The Buckeye Bash ferret show draws ferrets and owners from across the nation to compete in the championship show, participate in fun events, meet other ferrets and owners and shop for great ferret-related merchandise.

By Marylou Zarbock
Posted: September 12, 2008, 7:20 p.m. EDT

10th annual Buckeye Bash
© Courtesy of Marylou Zarbock
Veterans Memorial Hall is on the banks of the Scioto river in downtown Columbus, Ohio.

The air crackled with excitement and held the distinct musky scent of ferrets on August 23, 2008, at Veterans Memorial Hall in Columbus, Ohio, where the 10th annual Buckeye Bash occurred. More than 300 ferrets participated in the championship and specialty categories, according to Scarlett Gray-Saling, a founder and organizer of the event. Attendance included 550 walk-ins, more than 40 vendors and owners of all the competing ferrets.

“We go out of our way to make this a vendor-friendly show,” Gray-Saling said. “[It] helps that we are centrally located, advertise/promote well and cater some to our vendors. Many of our vendors are shelter/rescues. If they do well, their shelter does well, so it all boils down to that the ferrets benefit the most.”

In addition to helping visiting vendors, the event is important to the Heart of Ohio Ferret Association. According to the HOFA website, the bash is, “The main fund raiser for HOFA's yearly operating expenses, rescue efforts, hospice care and public awareness campaigns.” This year, Gray-Saling estimates that the show raised $5,000. “We hold back enough for a deposit for next year’s show and insurance, and all the rest goes to the shelter.”

10th annual Buckeye Bash
© Courtesy of Marylou Zarbock
The show hall contained more than 40 vendors, all the competing ferrets and the judging rings.

So what’s it like to attend a bash? Tables that create central aisles display vendor merchandise, and a visitor can spend several hours just browsing the wonderful ferret-related merchandise and speaking to vendors.

Ferrets were the stars, though. The fun events included a paper bag escape, tube race and costume contest. These took place at various times throughout the day. If you missed a PA announcement, a cluster of people forming in one area of the hall alerted you that something was up.

The championship and specialty judging took place nonstop throughout the day at four tables located together near the far end of the hall. Championship classes ranged from adolescent hob to adolescent jill to late alter to companion and more. Specialties included all the coat patterns and colors, physically challenged and others.

10th annual Buckeye Bash
© Courtesy of Marylou Zarbock
Ferrets rest in playpens or cages as they await judging. This ferret's playpen already sports several winning ribbons.

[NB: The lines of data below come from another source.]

PR #274, opened 2018-01-16
Convert configure to base class

### LINKED ISSUE #245: Add a new `Configurable` base class
### What is wrong?

One of the standard patterns that has developed in this codebase is classes which can be configured.

```python
class VM(object):
    @classmethod
    def configure(cls,
                  name=None,
                  **overrides):
        if name is None:
            name = cls.__name__

        for key in overrides:
            if not hasattr(cls, key):
                raise TypeError(
                    "The VM.configure cannot set attributes that are not "
                    "already present on the base class.  The attribute `{0}` was "
                    "not found on the base class `{1}`".format(key, cls)
                )
        return type(name, (cls,), overrides)
```

This pattern is found in:

- `evm.rlp.blocks.BaseBlock`
- `evm.vm.base.VM`
- `evm.chains.chain.Chain`

As well as in the not yet merged `evm.computation.Computation` and `evm.vm.vm_state.VMState` from #244 

### How can it be fixed

Create a new base class that contains this functionality `evm.utils.datatypes.Configurable` which implements a standard implementation of this `configure` method.   Then modify all of the classes which implement this pattern to instead inherit from this base class.

njgheorghita:
### What was wrong?
`Configure` classmethod was repeated across different classes. 

### How was it fixed?
Wrote `evm.utils.datatypes.Configurable` base class for classes to inherit from. 
Classes changed. . .
`evm.rlp.blocks.BaseBlock`
`evm.vm.base.VM`
`evm.chains.chain.Chain`
`evm.computation.Computation`
`evm.vm_state.VMState`

#### Cute Animal Picture
giphy 44

closes #245

### DIFF
--- a/evm/utils/datatypes.py
+++ b/evm/utils/datatypes.py
@@ -1,0 +1,21 @@
+class Configurable(object):
+    """
+    Base class for simple inline subclassing
+    """
+    @classmethod
+    def configure(cls,
+                  name=None,
+                  **overrides):
+
+        if name is None:
+            name = cls.__name__
+
+        for key in overrides:
+            if not hasattr(cls, key):
+                raise TypeError(
+                    "The {0}.configure cannot set attributes that are not "
+                    "already present on the base class. The attribute `{1}` was "
+                    "not found on the base class `{2}`".format(cls.__name__, key, cls)
+                )
+
+        return type(name, (cls,), overrides)
--- a/evm/chains/chain.py
+++ b/evm/chains/chain.py
@@ -26,13 +26,14 @@ from evm.validation import (
     validate_uint256,
     validate_word,
 )
-
 from evm.rlp.headers import (
     BlockHeader,
 )
-
 from evm.utils.chain import (
     generate_vms_by_range,
+)
+from evm.utils.datatypes import (
+    Configurable,
 )
 from evm.utils.headers import (
     compute_gas_limit_bounds,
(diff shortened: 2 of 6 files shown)


evm/utils/datatypes.py
```diff
@@ -0,0 +1,34 @@
...
+        if name is None:
+            name = cls.__name__
+
+        if 'vms_by_range' in overrides:
+            raise ValueError("Cannot override vms_by_range.")
+
+        # Organize the Chain classes by their starting blocks.
+        if 'vm_configuration' in overrides:
+            vm_configuration = overrides['vm_configuration']
+            overrides['vms_by_range'] = generate_vms_by_range(vm_configuration)
```
pipermerriam: I think rather than including this in the base class since it's specific to the `VM` class, it should instead be implemented in the `VM` class using a `super` call.

```python
# in the VM class
@classmethod
def configure(cls, name, vm_configuration, **overrides):
    if 'vms_by_range' in overrides:
        raise ValueError(...)
    overrides['vms_by_range'] = generate_vms_by_range(vm_configuration)
    return super().configure(name, **overrides)
```

njgheorghita: @pipermerriam makes sense, though correct me if i'm wrong - shouldn't that go into `evm.chains.chain.Chain` not `evm.vm.base.VM`? if i'm wrong, i'll switch it over tomorrow

pipermerriam: You are correct.  I crossed wires while banging that example out.

pipermerriam:
@njgheorghita time to practice rebasing!?

njgheorghita:
@pipermerriam haha always, should be good to go now once travis completes

pipermerriam:
> once travis completes

Lately that means something like tomorrow :P :(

Announcements called people to bring competing ferrets to the correct judging table. Ferrets were then examined individually by three judges for championship rings and one judge for specialty rings. Judging takes from five to 10 minutes per ferret and entrants ranged from about 10 to 60 per ring, so it’s a time-intensive process. Gray-Saling happily reported that the show ran smoothly this year and they were able to get out of the hall before dark.

Once a ferret was judged, owners could pick up their pet as judging continued for other ferrets. After all entrants in a ring were judged, all owners gathered before the judges to hear the placements. One judge stood in front of the table and described the ideal ferret for that particular ring, then called forth the ferrets from lowest to highest placement. The owners joyfully stepped forward to claim the ribbon for their ferret.

10th annual Buckeye Bash
© Courtesy of Danee DeVore
This photo of TCF's Quattro won the photo contest that people at the show voted on all day.

A photo contest ran all day, with the winner announced as the show wrapped up. Danee Devore’s photo of TCF’s Quattro won.

A raffle of items donated from various people and companies also added excitement to the day. Peg Francisco won the title of Rodent Ho at this show and had the honor of donning the Rodent Ho outfit for the day. This title goes to the raffle entrant who wins the most gift certificates donated by the company Rodent Pro. The original winner wore a tiara and waved a wand, and the second winner added the tray with chicks on it. Francisco plans to add a feather boa to the ensemble for the next winner.

10th annual Buckeye Bash
© Marylou Zarbock
Peg Francisco won the title of Rodent Ho at the show because she won the most Rodent Pro gift certificates in the raffle.
First-time show-goers Creighton T. Freeman and Qing Liu Freeman found the show to be pretty much what they expected, with a few exceptions. “The actual show judging was more low-key and less well-announced than at a dog show or horse show,” Creighton said. He and his wife Qing enjoyed talking with the breeders and seeing ferrets up close. “I had seen ferrets before but didn't know much about keeping them as pets. Qing had only seen them on TV and thought they were very cute; PBS TV had a program on the show. Talking with the breeders was very informative and at times quite entertaining. Apparently ferrets are characters and find many amusing ways of getting into trouble, all in the name of play and curiosity of course.”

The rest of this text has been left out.